Okay. Thanks. That's clear. And then maybe just on this AUD 43.6 million that you said you were trying to work out whether or not it was all COVID or not. At the moment, obviously, you've treated it as all COVID because you put it in your reserve.

But I mean, I guess if you suddenly sort of work out that some of that's not due to COVID, that just gets credited to profit in second half. Is that the way to think about it?

Mark Rogers
CFO and Group Strategy, Medibank

So it's more likely first half 2026 rather than second half 2025, Nigel, because we would still be running the COVID regime until 30 June. And I think the way that will come through the P&L, just as you said, will be a bit like what we saw in extras this half. So in the PCP, we had favorability of AUD 16.5 million in extras utilization. That didn't recover. This half, we came off the COVID regime for extras, and that manifested in negative utilization growth. So to the extent the existing position continues, then you're likely to see in first half 2026 negative utilization growth in the hospital product.

And maybe to put that in context, 43.6 million in a six-month period for hospital claims is about 1.75% utilization.

Nigel Pittaway
Managing Director and Lead Insurance and Diversified Financials Analyst, Citi

Yeah. Okay. Yeah. All right. And then just on a sort of kind of related question, I guess. I wondered whether you'd be prepared to just give us a bit of feel of what your latest sort of analysis of the impact of give-backs on your lapse rate has had, is having, etc., in terms of presumably it's improving the lapse rate. Do you have sort of any sort of more tangible things to say about that?

David Koczkar
CEO, Medibank

Well, I think I might start, Milosh. You'll hear perhaps to provide a bit of support. But I think we always knew in our strategy that we would be the insurer that had the last remaining cycles of Give-Backs.

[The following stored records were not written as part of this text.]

Issue #291, opened 2019-03-06
Standarize error messages


dpordomingo:
discovered at https://github.com/src-d/empathy-sessions/issues/37#issuecomment-470037848

Errors do not look like to follow a fixed format, here are some examples:

### Errors From Port Conflicts

```shell
$ srcd sql "SHOW tables;"
FATA[0000] could not start gitbase: rpc error: code = Unknown desc = could not create srcd-cli-bblfshd:
could not start container: srcd-cli-bblfshd: Error response from daemon:
driver failed programming external connectivity on endpoint srcd-cli-bblfshd (3120...):
Bind for 0.0.0.0:9432 failed: port is already allocated 
```

```shell
$ srcd sql "SHOW tables;"
FATA[0000] could not start gitbase: rpc error: code = Unknown desc = could not create srcd-cli-gitbase:
could not start container: srcd-cli-gitbase: Error response from daemon:
driver failed programming external connectivity on endpoint srcd-cli-gitbase (5e3b...):
Error starting userland proxy: listen tcp 0.0.0.0:3306: bind: address already in use 
```

This one is funny: it outputs the same error log twice, but also the `srcd parse uast --help` message in the middle :)

```shell
$ srcd parse uast examples/example.php
INFO[0000] detected language: php             
Error: could not list drivers: rpc error: code = Unknown desc = could not create srcd-cli-bblfshd:
could not start container: srcd-cli-bblfshd: Error response from daemon:
driver failed programming external connectivity on endpoint srcd-cli-bblfshd (fc8a...):
Bind for 0.0.0.0:9432 failed: port is already allocated
Usage:
  srcd parse uast [file-path] [flags]

...

could not list drivers: rpc error: code = Unknown desc = could not create srcd-cli-bblfshd:
could not start container: srcd-cli-bblfshd: Error response from daemon:
driver failed programming external connectivity on endpoint srcd-cli-bblfshd (fc8a...):
Bind for 0.0.0.0:9432 failed: port is already allocated
```

### Error When RPC Message Is Too Big

```shell
$ srcd sql "SELECT cf.file_path, f.blob_content
FROM ref_commits r
NATURAL JOIN commit_files cf
NATURAL JOIN files f
WHERE r.ref_name = 'HEAD'
AND r.history_index = 0;"

2019/03/04 10:55:11 rpc error: code = ResourceExhausted desc = grpc:
                    received message larger than max (5175028 vs. 4194304)
```

smacker:
Proposal:
[...]

PR #319, opened 2019-03-12
Shows supported languages when an unknown one is requested

### LINKED ISSUE #294: Parsing files logs when using unknown lang
discovered at https://github.com/src-d/empathy-sessions/issues/37#issuecomment-470042245

If you choose a nonexistent driver, it outputs the help message, but it should list the available languages instead.

```shell
$ srcd parse uast examples/example.php --lang unknown
Error: language unknown is not supported
Usage:
  srcd parse uast [file-path] [flags]
...
```

se7entyse7en:
Closes #294.

### DIFF
--- a/cmd/srcd/cmd/parse.go
+++ b/cmd/srcd/cmd/parse.go
@@ -19,6 +19,7 @@ import (
 	"fmt"
 	"io"
 	"io/ioutil"
+	"strings"
 	"time"
 
 	"github.com/sirupsen/logrus"
@@ -95,8 +96,9 @@ The remaining nodes are printed to standard output in JSON format.`,
 			return fmt.Errorf("could not list drivers: %v", err)
 		}
 
-		if !isSupportedLanguage(resp.Drivers, lang) {
-			return fmt.Errorf("language %s is not supported", lang)
+		err = checkSupportedLanguage(resp.Drivers, lang)
+		if err != nil {
+			return err
 		}
 
 		stream, err := c.ParseWithLogs(ctx, &api.ParseRequest{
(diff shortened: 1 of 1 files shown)


se7entyse7en:
A couple of things. Do we want to only show the supported languages or do we also want to avoid showing the usage message?

I noticed that there's a `SilenceUsage` flag that avoids printing the usage message. We could also eventually set the usage depending on the error that we encounter, but honestly, I don't like this approach as it seems a bit hacky.

Another thing that I noticed is that the error is actually printed twice, are we ok with that?

Screenshot 2019-03-12 at 23 20 44

We could eventually hide the first one using the `SilenceErrors` flag.

Here how the error appears depending on these two above-mentioned flags:

1. `SilenceUsage: true` and `SilenceErrors: false`

    Screenshot 2019-03-12 at 23 23 25

2. `SilenceUsage: false` and `SilenceErrors: true`

    Screenshot 2019-03-12 at 23 24 09

3. `SilenceUsage: true` and `SilenceErrors: true`

    Screenshot 2019-03-12 at 23 24 48

se7entyse7en:
I've just noticed that this is kind of related to https://github.com/src-d/engine/issues/291.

We've now done this for many years, and I've got quite a lot of analysis that supports how and when Give-Backs both provide benefit to customers but also to improve retention. I think you can see through the retention rates and the gap to market for the September 12 months at 90 basis points as evidence a part of that is definitely due to the Give-Back regime. I think we know that the Live Better rollout for AHM has been a very strong program for AHM customers and the retention, which we can see through AHM results, and then the cashback for Medibank certainly improved momentum.

Nigel Pittaway
Managing Director and Lead Insurance and Diversified Financials Analyst, Citi

Yeah. Thanks, David. Milosh, the give-back did improve retention across both brands, and it's in the mix of a range of drivers that we mentioned that are supporting our growth in a disciplined way.

In addition to Give-Backs, we've invested in product value and differentiation across both brands, and that's resonating really well with customers. And as David outlined earlier, we've had an increase in participation of Medibank policyholders in a range of health services and programs, and that contributes to much better retention rates for those customers. And then our advocacy numbers for our customers across both brands are really high levels, and once again, that contributes to retention. So Give-Backs have an impact, but it's in a mix of a broader range of activities and initiatives we're doing to improve lapses. Okay. Great. Thank you.

Operator

Thank you. As there are no further questions, that does conclude our conference for today. Thank you for participating. You may now disconnect.